Our non-SRM DR solution is simple. If the main office goes away, present the latest data from Recover Point to ESX hosts at the DR site, bring everything up and plug into our WAN to present everything to remote offices and clients working from home. Our DR test is also simple. Cut the network connection between the main office and the DR site to simulate the office going down. Present a snapshot copy of the data on Recover Point to ESX hosts at the DR site. Bring everything up and DON'T connect it to the WAN. No crazy re-IPing, no changes to networks at DR. Very simple.
Along comes SRM. Our recovery plan in SRM is just as simple. Cut the network connection, fail stuff over.
We setup a recovery plan with a couple of test VMs so we could kick the tires on this SRM thing. We hit the "Test Plan" button and it does everything flawlessly. The cleanup process is great. Everything works as it should until .......... we try it with the network connection cut to the DR site. Then we get "Failed to create snapshots of replica devices" when trying to do a snapshot on the Recover Point.
My first call to Vmware had me in a conference call with Vmware and EMC. It was discovered that there was a bug in the Recover Point software that could cause this. We needed to upgrade to the latest release. We did that and no dice. Still the same error.
The next tech I spoke to at Vmware tells me that this is the way it's supposed to work. To do a test, you have to select "Run Recovery" then do a "Planned Migration"
If this is the way you have to do a test, why even have a test button?
For a planned migration it tells you right on the screen that "the process will permanently alter virtual machines and infrastructure of both the protected and recovery datacenters". I don't want to alter ANYTHING for a test. Vmware says that after the planned migration and testing to run a re-protect. This will reverse the replication and copy the data from DR back to the main office. How is this ever a good thing for a test? When we test, we have application owners beat their systems to death with bogus transactions and run test scripts. We DON'T want that stuff replicated back to our production site EVER.
Vmware went down the line of "You can use VRF at the DR site to create a bubble to recover everything into". Well ok, how do I add the physical machines we have to recover into the bubble? "Well, the network team can make changes on the switch ports". What about VPN? "They would have to make changes there too. And also, you would have to create jump box VMs for people to access the applications in the bubble". But in a real DR situation, you wouldn't do any of that. For a real DR, we just let it rip. For a test, we create a bubble and make all kinds of network changes.
So, with my manual process, our test is exactly the same as our real DR except for one step. With SRM, our test looks NOTHING like a real DR. How is that a good thing?

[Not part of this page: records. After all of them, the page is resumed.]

Issue #982, opened 2025-02-24
Custom error status for readValidatedBody, readValidatedQuery, etc


cosbgn:
### Describe the feature

I love `readValidatedBody` but 400 as status error is too generic, I use it for all sort of errors and I would like to have the ability to set a better error code. 

Ideally it would simply be: `readValidatedBody(event, schema.parse, 422)`

it can be 400 as default so it wouldn't be a breaking change, even tough I would personally prefer 422

### Additional information

- [ ] Would you be willing to help implement this feature?

pi0:
PR welcome. Perhaps we could keep it more generic like `readValidatedBody(event, schema, { failStatus: 422 })`. /cc @sandros94 what do you think?

sandros94:
> PR welcome. Perhaps we could keep it more generic like `readValidatedBody(event, schema, { failStatus: 422 })`. /cc [@sandros94](https://github.com/sandros94) what do you think?

Yes, an api that I usually add into my own projects (focused on valibot tho) is something like:

```ts
function createValidationError<DataT = unknown>(
  error: any,
  overrides?: Partial<H3Error<DataT>> & {
    status?: number
    statusText?: string
  },
) {
  return createError({
    status: 400,
    statusMessage: 'Validation failed',
    ...overrides,
    data: error,
    message: v.isValiError(error)
      ? v.summarize(error.issues)
      : error.message
        ? error.message
        : undefined,
  })
}
```

Used indeed as `readValidatedBody(event, schema, { statusMessage: 'My Message' })`

But rethinking about this it would be nice to access the `ReadonlyArray<Issue>` that comes from Standard-Schema's issues via a callback or similar, WDYT?

sandros94:
I did experiment with this last weekend, I do plan to work on what I think is a nice and flexible implementation in the upcoming days/weeks

PR #1146, opened 2025-07-05
feat: customizable validation errors

sandros94:
resolves https://github.com/h3js/h3/issues/982

I've added an additional argument to each `readValidatedBody`, `getValidatedQuery` and `getValidatedRouteParams` which can be either an error object or a function that returns one. If a standard-schema is being used, then the `issues` array is available as an argument for the function variant.

This allows for the following custom error, which will ouput a markdown list of all the errors recorded:
```ts
import * as v from "valibot";

app.post("/", async (event) => {
  const body = await readValidatedBody(
    event,
    v.object({
      name: v.pipe(v.string(), v.minLength(3), v.maxLength(20)),
      age: v.pipe(v.number(), v.integer(), v.minValue(1)),
    }),
    (issues) => ({
      statusText: "Custom validation error",
      message: v.summarize(issues),
    }),
  );
});
```

I've also updated the `defineValidatedHandler`, which brings three more properties: `bodyErrors`, `headersErrors` and `queryErrors`. All allowing for either error object or function that returns one

Added two types, but I'm not super satisfied with `ValidateIssues` naming (I'm open for suggestions):
```ts
export type ValidateIssues = ReadonlyArray<Issue>;
export type ValidateError =
  | ErrorDetails
  | ((issues: ValidateIssues) => ErrorDetails);
```

I've also made sure that if a `new HTTPError` is thrown during validation, its content will be directly passed as is, quite useful for non-standard-schema validations.

### DIFF
--- a/docs/2.utils/1.request.md
+++ b/docs/2.utils/1.request.md
@@ -22,7 +22,7 @@ app.get("/", async (event) => {
 });
 ```
 
-### `readValidatedBody(event, validate)`
+### `readValidatedBody(event, validate, error?)`
 
 Tries to read the request body via `readBody`, then uses the provided validation schema or function and either throws a validation error or returns the result.
 
@@ -31,7 +31,7 @@ You can use a simple function to validate the body or use a Standard-Schema comp
 **Example:**
 
 ```ts
-app.get("/", async (event) => {
+app.post("/", async (event) => {
   const body = await readValidatedBody(event, (body) => {
     return typeof body === "object" && body !== null;
   });
@@ -42,12 +42,31 @@ app.get("/", async (event) => {
 
 ```ts
 import { z } from "zod";
-app.get("/", async (event) => {
+app.post("/", async (event) => {
   const objectSchema = z.object({
     name: z.string().min(3).max(20),
     age: z.number({ coerce: true }).positive().int(),
   });
   const body = await readValidatedBody(event, objectSchema);
+});
+```
+
+**Example:**
+
+```ts
+import * as v from "valibot";
+app.post("/", async (event) => {
+  const body = await readValidatedBody(
+    event,
+    v.object({
+      name: v.pipe(v.string(), v.minLength(3), v.maxLength(20)),
+      age: v.pipe(v.number(), v.integer(), v.minValue(1)),
+    }),
+    (issues) => ({
+      statusText: "Custom validation error",
+      message: v.summarize(issues),
+    }),
+  );
 });
 ```
 
@@ -188,7 +207,7 @@ app.get("/", (event) => {
 });
 ```
 
-### `getValidatedQuery(event, validate)`
+### `getValidatedQuery(event, validate, error?)`
 
 Get the query param from the request URL validated with validate function.
 
@@ -218,7 +237,25 @@ app.get("/", async (event) => {
 });
 ```
 
-### `getValidatedRouterParams(event, validate, opts: { decode? })`
+**Example:**
+
+```ts
+import * as v from "valibot";
+app.get("/", async (event) => {
+  const params = await getValidatedQuery(
+    event,
+    v.object({
+      key: v.string(),
+    }),
+    (issues) => ({
+      statusText: "Custom validation error",
+      message: v.summarize(issues),
+    }),
+  );
+});
+```
+
+### `getValidatedRouterParams(event, validate, opts: { decode? }, error?)`
 
 Get matched route params and validate with validate function.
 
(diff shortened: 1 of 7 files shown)


sandros94:
Oh, is it normal that we have a `decode` option for route params but not for queries? 🤔

src/handler.ts
```diff
@@ -61,8 +65,11 @@ export function defineValidatedHandler<
 >(def: {
   middleware?: Middleware[];
   body?: RequestBody;
+  bodyErrors?: ValidateError;
   headers?: RequestHeaders;
+  headersErrors?: ValidateError;
   query?: RequestQuery;
+  queryErrors?: ValidateError;
```
pi0: Wondering if we could instead support a simple object for custom validation error, something like:

```js
validateError: (error: { issues }, source: 'body' | 'headers  | 'query' 
```

This way we don't need to add a 2x new option for each validator, validator logic can be shared and also object format can be removed too IMO, as function can cover it.

src/utils/body.ts
```diff
@@ -52,7 +52,7 @@ export async function readBody<
 export async function readValidatedBody<
   Event extends H3Event,
   S extends StandardSchemaV1,
->(event: Event, validate: S): Promise<InferOutput<S>>;
+>(event: Event, validate: S, error?: ValidateError): Promise<InferOutput<S>>;
```
pi0: For future API extensions (if we need to support more options), it would be better if 3rd arg is an Options object with `error` or `formatError` as key.

src/handler.ts
sandros94: I totally agree with dropping the object format, makes more sense in a _on error hook_ perspective.

For `defineValidatedHandler` I like this api (https://github.com/h3js/h3/pull/1146/commits/ec3aab8f075d0bcc5c58af2c4930715e9c118401), WDYT?
```ts
  validationErrors?: {
    body?: (issues: ValidateIssues) => ErrorDetails;
    headers?: (issues: ValidateIssues) => ErrorDetails;
    query?: (issues: ValidateIssues) => ErrorDetails;
  };
```

pi0: I like it, only probably simpler `validateErrors` instead of `validationErrors`? (i plan to use `validate: {}` also for defineValidatedHandler it might be better for consistency)

test/handler.test.ts
```diff
@@ -105,27 +105,29 @@ describe("handler.ts", () => {
...
+          status: 500,
+          statusText: "Custom Zod body validation error",
+          message: summarize(issues),
+        }),
+        headers: (issues) => ({
+          status: 500,
+          statusText: "Custom Zod headers validation error",
+          message: summarize(issues),
+        }),
+        query: (issues) => ({
```
pi0: My feeling is that most of usages, this will be very similar for formatting different validation sources also considering if there is a new feature (for example response validation), users need to explicitly add another handler.


We could keep it simple validationError: (error, source) => {}

docs/2.utils/1.request.md
```diff
@@ -51,6 +51,27 @@ app.get("/", async (event) => {
...
+import * as v from "valibot";
+app.post("/", async (event) => {
+  const body = await readValidatedBody(
+    event,
+    v.object({
+      name: v.pipe(v.string(), v.minLength(3), v.maxLength(20)),
+      age: v.pipe(v.number(), v.integer(), v.minValue(1)),
+    }),
+    {
+      onError: (issues) => ({
```
pi0: Can input be in { issues } format (or we pass whole result to format error?

Both for forward compatibility and also support custom errors

sandros94:
@pi0 any update on this?

pi0:
Hi dear @sandros94. It is in my todo list, in meantime do you have time to help on fixing merge conflicts and adressing https://github.com/h3js/h3/pull/1146#discussion_r2188235982 🙏🏼

sandros94:
> Hi dear @sandros94. It is in my todo list, in meantime do you have time to help on fixing merge conflicts and adressing https://github.com/h3js/h3/pull/1146#discussion_r2188235982 🙏🏼 

Yes absolutely! And sorry, I completely forgot about that review 😅

sandros94:
I'm terribly sorry, I didn't realize that in 1e4d72079488c1d63bcb3f82491b8559883bbb71 I did not update the docs 🙈

For now I would leave it as only `{ issues }`, to better follow the [standard-schema spec `FailureResult`](https://github.com/standard-schema/standard-schema/blob/266a01bad23b706fc3e23471f2e9a1ffbbca0824/packages/spec/README.md#the-interface) and leave room for future expansion.

Let me know if there is anything else I should take care of

pi0:
@sandros94 updated implementation to be more compact API. Love your opinion on latest changes.

sandros94:
> @sandros94 updated implementation to be more compact API. Love your opinion on latest changes.

Thank you, and yes it required a bit of cleanup

pi0 (approved):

Here's what I think is happening with the error message. SRM is connecting to the protected site Recover Point appliance to do the snapshot. When the link is down, it can't get there. If they just pointed to the recovery site to do the snapshot, it would work.
So here are my questions:
Am I the only one that tests the DR plan by just cutting the link to the main data center and bring up VMs at the DR site?
I see a lot of people posting here that they get the same error. Do these people have the link to their DR site up or down?